PR #37159, opened 2023-12-28
Wrap `can-append-test` with mt/with-empty-db to fix seemingly unrelated download perms test

noahmoss:
This should fix the last failures in permission-related tests in Cloverage, which I had previously tried to fix in https://github.com/metabase/metabase/pull/37093 and https://github.com/metabase/metabase/pull/37141

Basically the issue was that `metabase.upload-test/can-append-test` was creating new tables in the test database to test CSV uploads. Most tests that did this were already wrapped in `mt/with-empty-db` so that the test database would be reset to its normal state afterwards, but this one didn't.

This caused a download perms test to fail because native query download perms for a DB are essentially derived from the download perms for all of its tables. If _any_ table has no download perms, then there are no download perms for native queries.

So whenever `can-append-test` was run _before_ the download perm tests, extra tables would be created in the test database, which would then cause native download perms for the sample database to be computed to `:none` when they should have been `:limited`, because the extra tables did not have download perms.

Apparently this order of test runs was only encountered when running Cloverage, not during normal test suites, so it only showed up on `master`. 🫠 

I've fixed it by adding `mt/with-empty-db` to `can-append-test`, like all the others in that test namespace. I've also:
* Switched `with-download-perms` to use `perms.test-util/with-restored-perms` from my earlier PR
* Did a couple formatting fixes

### DIFF
--- a/enterprise/backend/test/metabase_enterprise/advanced_permissions/query_processor/middleware/permissions_test.clj
+++ b/enterprise/backend/test/metabase_enterprise/advanced_permissions/query_processor/middleware/permissions_test.clj
@@ -7,8 +7,8 @@
    [metabase-enterprise.advanced-permissions.query-processor.middleware.permissions
     :as ee.qp.perms]
    [metabase.api.dataset :as api.dataset]
-   [metabase.models.permissions :as perms]
    [metabase.models.permissions-group :as perms-group]
+   [metabase.permissions.test-util :as perms.test-util]
    [metabase.public-settings.premium-features-test
     :as premium-features-test]
    [metabase.query-processor.reducible :as qp.reducible]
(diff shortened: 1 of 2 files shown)


noahmoss:
* `master`
  * **PR #37159** <a href="https://app.graphite.dev/github/pr/metabase/metabase/37159?utm_source=stack-comment-icon" target="_blank">Graphite</a>  👈

This [stack of pull requests](https://stacking.dev/?utm_source=stack-comment) is managed by [Graphite](https://app.graphite.dev/github/pr/metabase/metabase/37159?utm_source=stack-comment).

dpsutton (approved):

* _Prompt_
In the listing above, find each line containing "premium" and copy it.

* _The answer_
    [metabase.public-settings.premium-features-test
     :as premium-features-test]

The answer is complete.